This brilliant, pathbreaking, witty, and lucidly argued book will undoubtedly become a major point of reference if not the major point of reference for anyone interested in psychoanalysis and deconstruction for years to come Elissa Marder, Emory University
A tour de force of critical writing. Rottenberg has a unique, lively, and witty philosophical voice. She stands out as one of the most important scholars working at the intersection of deconstruction and psychoanalysis Rebecca Comay, University of Toronto
For the Love of Psychoanalysis is a book about what exceeds or resists calculation in life and in death. Rottenberg examines what emerges from the difference between psychoanalysis and philosophy.
Part I, Freuderrida, announces a non-traditional Freud: a Freud associated not with sexuality, repression, unconsciousness, and symbolization, but with accidents and chance. Looking at accidents both in and of Freud s writing, Rottenberg elaborates the unexpected insights that both produce and disrupt our received ideas of psychoanalytic theory. Whether this disruption is figured as a foreign body, as traumatic temporality, as spatial unlocatability, or as the death drive, it points to something that is neither simply inside nor simply outside the psyche, neither psychically nor materially determined.
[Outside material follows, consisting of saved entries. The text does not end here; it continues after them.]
PR #6538, opened 2026-08-21
fix(#6488): DISTINCT keys on graph elements must not depend on lazy-load state

### LINKED ISSUE #6488: `WALK` with a self-loop returns duplicate rows for `DISTINCT`
## Environment

- ArcadeDB 26.8.1 (`arcadedata/arcadedb:26.8.1`) 
- Clean database

## Reproduction

Run these setup statements separately:

```cypher
CREATE (a:A {name: 'a'});
MATCH (a:A {name: 'a'})
CREATE (a)-[:R]->(a);
```

Run the control query and consume the complete result:

```cypher
MATCH p = WALK (n0)-[*0..1]->(n1)
RETURN DISTINCT n1, n0;
```

The following query preserves `n0` and `n1`, but materializes the row through
an identity `CALL (*)` before returning the same expressions:

```cypher
MATCH p = WALK (n0)-[*0..1]->(n1)
WITH n0, n1
CALL (*) {
  RETURN 0 AS marker
}
WITH n0, n1
RETURN DISTINCT n1, n0;
```

## Expected result

Both queries should return one row. The path variable `p` is not returned, so
the zero-length path and the one-edge self-loop path have the same projected
values `(n1, n0)` and must be collapsed by `DISTINCT`.

## Actual result

The control query returns two identical rows:

```text
n1                         n0
-------------------------  -------------------------
(:A {name: 'a'})           (:A {name: 'a'})
(:A {name: 'a'})           (:A {name: 'a'})
```

The query with the identity subquery returns one row:

```text
n1                         n0
-------------------------  -------------------------
(:A {name: 'a'})           (:A {name: 'a'})
```

The two queries differ only by an identity row boundary that does not change
the returned variables. This makes the result depend on whether the unused
path variable is retained internally, and causes `DISTINCT` to fail to remove
the duplicate projected node pair.

lvca:
## Summary

Fixes #6488.

`RETURN DISTINCT`, `WITH DISTINCT`, `UNION`, `collect(DISTINCT ...)` and `count(DISTINCT ...)` all build a duplicate-elimination key from the projected values. For a document/vertex/edge, that key ultimately depended on `Object.toString()`:

- `ProjectReturnStep`/`UnionStep` fed the record straight into `DistinctNumericKey.canonicalize()`, which returned it unchanged and let the caller's `StringBuilder` call `toString()` on it.
- `WithStep`'s `DISTINCT` branch called `toString()` on the whole projected row directly, bypassing `DistinctNumericKey` entirely.

`Document`/`Vertex`/`Edge` `toString()` decorates the RID with the record's deserialized properties, and a not-yet-loaded property buffer renders as a placeholder (e.g. `#1:0[?]`) instead of the actual values - so two Java references to the very same record can render two different strings depending purely on in-memory load state, even though they represent the same value.

### How the issue exposed it

`MATCH p = WALK (n0)-[*0..1]->(n1)` on a single self-looping node enumerates two paths that both bind `n0`/`n1` to the same node: the zero-length path (whose end-node reference is the already-loaded start vertex) and the one-edge self-loop path (whose end-node reference is freshly obtained from the edge's endpoint and not yet deserialized). Both carry the same RID, but rendered as different strings, so `RETURN DISTINCT n1, n0` (and `WITH DISTINCT n1, n0`) failed to collapse the two rows - even though the path variable `p` itself was never returned.

Confirmed against Neo4j 5.26 (the openCypher reference implementation): both the reported query and its `CALL (*)` workaround return a single row there.

### Fix

- `DistinctNumericKey.canonicalize()` now canonicalizes a graph element to its `RID` instead of returning it unchanged. `RID`'s own `toString()`/`equals()`/`hashCode()` are stable and identity-based, which fixes `RETURN DISTINCT`, `UNION DISTINCT` and `count`/`collect(DISTINCT ...)` at the one shared utility used by all of them - not just the reported query shape.
- `WithStep`'s `DISTINCT` branch now builds its key from each projected property's canonicalized value, the same way `ProjectReturnStep` already did for `RETURN DISTINCT`, instead of stringifying the whole row.

### Regression test

`Issue6488DistinctHiddenPathVariableTest` covers `RETURN DISTINCT`, `RETURN DISTINCT` across an identity `CALL (*)` subquery boundary (the workaround from the report), and `WITH DISTINCT`.

## Test plan

- [x] New regression test `Issue6488DistinctHiddenPathVariableTest` (3 test methods) passes
- [x] Full `com.arcadedb.query.opencypher.**` test package (8446 tests, including the openCypher TCK suite) passes with 0 failures after the fix
- [x] Reproduced the bug directly against ArcadeDB before the fix and confirmed the fix resolves it, for both `RETURN DISTINCT` and `WITH DISTINCT`
- [x] Verified expected behavior against Neo4j 5.26 (openCypher reference implementation) for both query variants from the report

### DIFF
--- a/engine/src/main/java/com/arcadedb/function/DistinctNumericKey.java
+++ b/engine/src/main/java/com/arcadedb/function/DistinctNumericKey.java
@@ -18,23 +18,37 @@
  */
 package com.arcadedb.function;
 
+import com.arcadedb.database.Identifiable;
+import com.arcadedb.database.RID;
+
 /**
- * Canonicalizes numeric values for duplicate-elimination purposes (Cypher {@code UNION},
+ * Canonicalizes values for duplicate-elimination purposes (Cypher {@code UNION},
  * {@code RETURN DISTINCT}, {@code count(DISTINCT ...)}, {@code collect(DISTINCT ...)}) so that
- * finite numeric values which compare equal under Cypher's {@code =} operator (e.g. {@code 1 = 1.0})
- * also collapse to the same key. Without this, duplicate-elimination paths that key a
- * {@link java.util.HashSet} / {@link java.util.HashMap} directly on the boxed value see
- * {@code Integer.valueOf(1)}, {@code Long.valueOf(1)} and {@code Double.valueOf(1.0)} as distinct,
- * because Java's per-type {@code equals()}/{@code hashCode()} never compares across boxed numeric
- * types. See issue #5789.
+ * values which compare equal under Cypher's {@code =} operator also collapse to the same key.
  * <p>
+ * <b>Numeric values:</b> finite numeric values which compare equal (e.g. {@code 1 = 1.0}) canonicalize
+ * to the same key. Without this, duplicate-elimination paths that key a {@link java.util.HashSet} /
+ * {@link java.util.HashMap} directly on the boxed value see {@code Integer.valueOf(1)},
+ * {@code Long.valueOf(1)} and {@code Double.valueOf(1.0)} as distinct, because Java's per-type
+ * {@code equals()}/{@code hashCode()} never compares across boxed numeric types. See issue #5789.
  * A value that is an exact-integer Java numeric type ({@link Long}, {@link Integer}, {@link Short},
  * {@link Byte}) canonicalizes to its {@code long} value, which is always exact. Any other
  * {@link Number} (typically {@link Double}, {@link Float}, or {@link java.math.BigDecimal})
  * canonicalizes to the same {@code long} value when it represents a finite integer within the range
  * a {@code double} represents integers exactly (|value| &lt;= 2^53), so it lines up with the
  * exact-integer-type canonicalization above; otherwise it canonicalizes to its {@code double} value.
- * Non-numeric values pass through unchanged.
+ * <p>
+ * <b>Graph elements:</b> a document/vertex/edge canonicalizes to its {@link RID}. Some callers build
+ * their duplicate-elimination key by calling {@code toString()} on the canonicalized value (e.g. to
+ * concatenate it into a composite string key); {@link com.arcadedb.database.BaseRecord#toString()} is
+ * RID-based and stable, but document/vertex/edge implementations that decorate it with the record's
+ * deserialized properties are not - a not-yet-loaded property buffer renders as a placeholder (e.g.
+ * {@code #1:0[?]}) instead of the actual property values, so two references to the very same record
+ * can render two different strings depending on load state alone, even though they represent one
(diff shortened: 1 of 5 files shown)


lvca:
Thanks for the review. Addressed:

1. **Delimiter collision in string-concatenated keys** - real, but pre-existing in `ProjectReturnStep`/`UnionStep` (not introduced by this PR; `WithStep` is just made consistent with the existing pattern here). Out of scope for #6488's fix. Filed #6540 to track fixing all three call sites together.
2. **`WITH DISTINCT *` doesn't filter internal/anonymous variables** - also pre-existing (same class as #5444, but for `WITH *`), not a regression from this PR. Filed #6541.
3. **Test coverage for UNION/collect/count(DISTINCT ...)** - agreed, this was a fair gap. Added `unionCollapsesLoadedAndUnloadedReferencesToSameNode` and `collectAndCountDistinctCollapseSelfLoopZeroAndOneHopPaths` to `Issue6488DistinctHiddenPathVariableTest`, both passing. Full `com.arcadedb.query.opencypher.**` package (8448 tests, incl. TCK) still green.

lvca:
Thanks, addressed the actionable point:

1. **Duplication across call sites** - extracted a shared `DistinctNumericKey.buildKey(names, valueOf)` helper and switched `ProjectReturnStep` (both branches), `WithStep`, and `UnionStep` to use it. Each caller still supplies its own name ordering (sorted `TreeSet`, declaration-ordered return items, or raw property order), so this is a pure dedup of the loop body with no behavior change - confirmed by the unchanged 8448/8448 pass count on `com.arcadedb.query.opencypher.**`.
2. **Delimiter collision** - already tracked in #6540 from the previous review pass.
3. **Javadoc `{@link com.arcadedb.database.BaseRecord#toString()}` nit** - checked: `BaseRecord` is a public class and `toString()` is a public, non-overloaded method (`engine/src/main/java/com/arcadedb/database/BaseRecord.java:127`), so the link target resolves. It's intentionally pointing at `BaseRecord`'s own stable implementation, in contrast with the `Document`/`ImmutableDocument` override the paragraph is warning about.

lvca:
\`ha-integration-tests\` failed on \`Issue5569SlotMergeDeleteRaftIT.mergedDeletesReplicateIntact\` - a Raft leader-forwarding "Record not found" race in a 3-node cluster slot-merge-delete test. That's in the HA/Raft replication path, unrelated to this PR's change (Cypher DISTINCT/UNION key-building, purely in-memory result dedup). All other lanes (unit, slow-unit, vector, TCK, integration, builder, all e2e) passed. Re-ran the job.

Whereas the close reading of Freud leaves us open to the accidents of psychoanalytic writing, Part II, Freuderrida, addresses itself to what transports us back and limits the openness of our horizon. Here the example par excellence is the death penalty and the cruelty of its calculating decision. If Freuderrida insists on the death penalty, if it returns to it compulsively, it is not only because its calculating drive is inseparable from the history of reason as philosophical reason; it is also because the death penalty provides us with one of the most spectacular and spectacularly obscene expressions of Freud s death drive.
Elizabeth Rottenberg is Professor of Philosophy at DePaul University and a practicing psychoanalyst in Chicago. She is the author of Inheriting the Future: Legacies of Kant, Freud, and Flaubert and the editor and translator of many books by Maurice Blanchot, Jacques Derrida, and Jean-François Lyotard.